Please note that you need to work during at least 6 of the last 10 months before the parental leave, which isn’t great. But you get 49 weeks of parental leave, which is great.

1 comments

I'd risk a statement that the managed by state/law might be true for most of the world (except US).
I wonder why that is. Wouldn't it make sense for the whole society to support the woman in this special period so that she can stay with her newborn 4 or even maybe 5 months if she desires instead of forcing her to go back after 12 weeks? 12-week old baby is really small, they really need a mother.

Not to mention the fact that the current recommendation for breastfeeding is 6 months - good luck doing it at work.

While the spirit of this sentiment is admirable, I think it's also very important to encourage men to take parental leave. Both for the benefit of actually bonding and spending time with their child, but also because it benefits the mother and ultimately family unit as a whole by setting the expectation that both parents will be equally active in childcare.

I don't know the specifics, but I think where I live some portion of parental leave days are allocated specifically to each parent and cannot be transferred. There is also shared parental leave where the days can be allocated as desired, but some are specifically earmarked for each individual parent.

Anecdotally, I've had many coworkers regardless of gender take from a few months to a year off to be with their children, and firmly believe it benefits society and the work environment as a whole for them to be able (and encouraged) to do that.

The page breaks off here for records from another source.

PR #30, opened 2017-02-27
Add full-frame and diff-to-previous framebuffer implementations

rm-hull:
This is an enabler, and other functionality to follow in specific
device implementations, notably SSD1331, SSD1322, SSD1325 - which
should see improved render performance with the ‘diff_to_previous’
frame buffer

### DIFF
--- a/luma/core/framebuffer.py
+++ b/luma/core/framebuffer.py
@@ -1,0 +1,85 @@
+# -*- coding: utf-8 -*-
+# Copyright (c) 2014-17 Richard Hull and contributors
+# See LICENSE.rst for details.
+
+"""
+Different implementation strategies for framebuffering
+"""
+
+from PIL import Image, ImageChops
+
+
+class diff_to_previous(object):
+    """
+    Compare the current frame to the previous frame and tries to calculate the
+    differences: this will either be ``None`` for a perfect match or some
+    bounding box describing the areas that are different, upto the size of the
+    entire image.
+
+    The image data for the difference is then be passed to a device for
+    rendering just those small changes. This can be very quick for small screen
+    updates, but suffers from variable render times, depending on the changes
+    applied. The :py:class`luma.core.sprite_system.framerate_regulator` may be
+    used to counteract this behviour however.
+
+    :param device: the target device, used to determine the initial 'previous'
+        image.
+    :type device: luma.core.device.device
+    """
+    def __init__(self, device):
+        self.image = Image.new(device.mode, device.size, "white")
+
+    def update(self, image):
+        """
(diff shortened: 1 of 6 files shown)


luma/core/framebuffer.py
```diff
@@ -0,0 +1,85 @@
...
+class full_frame(object):
+    """
+    Always renders the full frame every time. This is slower than
+    :py:class:`diff_to_previous` as there are generally more
+    pixels to update on every render, but it has a more consistent render time.
+    Not all display drivers may be able to use the differencing framebuffer, so
+    this is provided as a drop-in replacement.
+
+    :param device: the target device, used to determine the bounding box.
+    :type device: luma.core.device.device
```
thijstriemstra: use 
```
:py:class:`luma.core.device.device`
```

luma/core/framebuffer.py
```diff
@@ -0,0 +1,85 @@
...
+        self.bbox = ImageChops.difference(self.image, image).getbbox()
+        if self.bbox is not None:
+            self.image = image.copy()
+
+    def getdata(self):
+        """
+        A sequence of pixel data relating to the changes that occurred
+        since the last time :py:func:`update` was last called.
+
+        :returns: A sequence of pixels
```
thijstriemstra: `:rtype: list`

luma/core/framebuffer.py
rm-hull: Is this necessary ... it renders it as a link anyway:
screen shot 2017-02-27 at 00 42 11

luma/core/framebuffer.py
rm-hull: Strictly speaking it is not an image, but an iterable of (a tuple of RGB bands or a single intensity value):

```
 $ python
Python 2.7.13 (default, Dec 19 2016, 01:44:42) 
[GCC 4.2.1 Compatible Apple LLVM 8.0.0 (clang-800.0.42.1)] on darwin
Type "help", "copyright", "credits" or "license" for more information.
>>> from PIL import Image
>>> x = Image.new("1", (40,40))
>>> x
<PIL.Image.Image image mode=1 size=40x40 at 0x10167CB50>
>>> x.getdata()
<ImagingCore object at 0x101567190>
```

thijstriemstra: iterable instead of list

luma/core/framebuffer.py
thijstriemstra: ah shit didnt know that, cool

thijstriemstra: i suppose for external modules it is

PR #37, opened 2017-03-06
More coverage

thijstriemstra:


tests/test_framerate_regulator.py
```diff
@@ -58,3 +63,15 @@ def test_sleep():
 
     assert regulator.called == 200
     assert after - before >= 2.0
+
+
```
thijstriemstra: the 2 tests below indicate there's an issue with calling them directly, something that should be probably fixed (in this or other PR).

tests/test_virtual.py
```diff
@@ -137,6 +142,14 @@ def draw_fn(draw, width, height):
...
 
     bbox = ImageChops.difference(reference, device.image).getbbox()
     assert bbox is None
+
+
+def test_terminal_println():
+    device = dummy()
+    ter = terminal(device)
+
+    ter.println('foo\rbar\bspam\teggs\n')
```
thijstriemstra: not sure what to assert here but the coverage is there.

tests/test_framerate_regulator.py
rm-hull: Agreed - let's do it as a separate PR. If count is zero or start time is None, both those methods could return None

tests/test_virtual.py
rm-hull: I think the best you can hope for here is a regression test - much like the others in this file:

* load a reference image
* do the operation
* diff the resulting image with the reference image 
* assert that the bounding box is None

In order to generate the reference image, I would just do a one-off `(device.image.save('tests/reference/terminal.py')` and visually check that the resultant image looks right.

Also, this technique can be used to check that the terminal lines up tabs, eg.

```python
ter.println("1\t32\t999\n")
ter.println("999\t1\t32\n")
```

And double newlines should have a blank line between text,

```python
ter.println("line1\n\nline2\n")
```

Lastly, check that wrapping to the device width works as expected

tests/test_dummy.py
```diff
@@ -30,7 +33,8 @@ def test_portrait():
     device = dummy(rotate=1)
 
     # Use the same drawing primitives as the demo
-    with canvas(device) as draw:
+    # Enable dither for extra test coverage
+    with canvas(device, dither=True) as draw:
```
rm-hull: Would be better to create a separate test for dither - create a `mode="1"` dummy device, and draw some coloured boxes onto a dithered canvas, and check that resultant image is dithered. Whether pillow's dither implementation works consistently/randomly may thwart this though

rm-hull: But lets do that separately.

rm-hull: See https://github.com/rm-hull/luma.core/pull/39

thijstriemstra:
Thanks for the feedback. Feel free to adjust things in this branch, I won't have time to work on it tonight.

rm-hull:
Sure thing - once again: awesome effort - chapeau!

PR #38, opened 2017-03-06
add error.UnsupportedPlatform

thijstriemstra:


thijstriemstra:
This should fix: https://github.com/rm-hull/luma.lcd/issues/28

luma/core/error.py
```diff
@@ -36,3 +36,11 @@ class DeviceDisplayModeError(Error):
     """
     Exception raised when an invalid device display mode is detected.
     """
+
+
+class UnsupportedPlatform(Error):
+    """
+    Exception raised when trying to use the library on an incompatible system.
+
+    .. versionadded:: 0.5.2
```
thijstriemstra: we're not sure if the next version will be 0.5.2 but .. let's update it (or try to remember to do that) when its release time.

PR #39, opened 2017-03-06
Add test to check canvas dither

rm-hull:


tests/test_dummy.py
```diff
@@ -35,3 +35,22 @@ def test_portrait():
 
     bbox = ImageChops.difference(reference, device.image).getbbox()
     assert bbox is None
+
+
+def test_dither():
+    reference = Image.open(
```
thijstriemstra: can you add a docstring?

PR #45, opened 2017-03-08
Handle rpi.gpio import error

thijstriemstra:


thijstriemstra:
@rm-hull unfortunately this needs to be released again.

PR #46, opened 2017-03-08
fix lib decorators

thijstriemstra:


thijstriemstra:
Also will add tests.

thijstriemstra:
@rm-hull should be fixed now, but requires a release again.

PR #202, opened 2020-10-18
Pin Pillow to last version before 8.0.0

rm-hull:


thijstriemstra:
What is the rationale for this change? Pillow 8 produces better results.

thijstriemstra (changes requested):
What is the rationale for this change? Pillow 8 produces better results. I'm fine with pinning something like pytest to an older version, like we do now, but Pillow is main dependency and we should always try to support the latest and greatest version, especially when it's producing better results.

rm-hull:
_Not required_

PR #205, opened 2020-10-24
Improved diff-to-previous framebuffer performance

rm-hull:
NOTE: This will require a 2.0.0 release since it changes the interface used by the `full_frame` and `diff_to_previous` classes. These classes are (or should only) be used by **luma.lcd** and **luma.oled** packages so there are two PRs in those respective repos to pin them to the 1.x.y line. Once PR is merged & released, those repos will be updated to use the new interface.

### What does this PR do?
Prior to this PR, the diff-to-previous algorithm would just do a diff across the whole image vs. the previous image, and get the bounding box of the change. If there were lots of changes across the screen (e.g the bouncing balls or jet-set willy demo) then the bounding box would be more-or-less the whole screen.

This change will split the screen into segments, and do a diff per segment, so for example: if it were split into 25 segments (a 5x5 grid) and there is a change in the top-left corner and another change in the bottom-right corner, then two small changesets would result. (With the current diff-to-previous, this would generate one changeset for the entire screen). This should realise a sizeable performance improvement for partial screen updates, animations and scrolling artefacts, especially on larger displays (e.g. ILI9341)

All the devices in child repos that use the framebuffer will need to be updated to handle multiple changesets, but this should be negligible.


luma/core/framebuffer.py
```diff
@@ -89,33 +96,18 @@ class full_frame(object):
     :param device: The target device, used to determine the bounding box.
     :type device: luma.core.device.device
     """
-    def __init__(self, device):
-        self.bounding_box = (0, 0, device.width, device.height)
 
-    def redraw_required(self, image):
+    def __init__(self, **kwargs):
```
thijstriemstra, line 100: is this necessary to override?

luma/core/mixin.py
```diff
@@ -10,6 +10,7 @@ class capabilities(object):
     This class should be 'mixed-in' to any :py:class:`luma.core.device.device`
     display implementation that should have "device-like" capabilities.
     """
+
```
thijstriemstra, line 13: not needed.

spreading out the costs to the aggregate state reduces the financial risk and allows for enabling the productivity of more members of society

a single organization takes on a large risk, merely hoping that other organizations do the same

so in the US, some organizations do it to be competitive but they are very few and far between, and are nowhere near offering to parents what developed nations do when spread across the state

people don’t start trying to do revenue producing things - like running a company - for those reasons. It has to be substantially greater financial reward than not starting the company or continuing it. I think this is often lost by people that want companies/employers to do other things with and for employees simply because of their prevalence. for companies that need employees, there are ways to make this easier for employees and less of a discretionary financial burden for employers

Just the woman? Is this period not special for the father?
Nice weasel word. So is it "most" of the world or just not the US?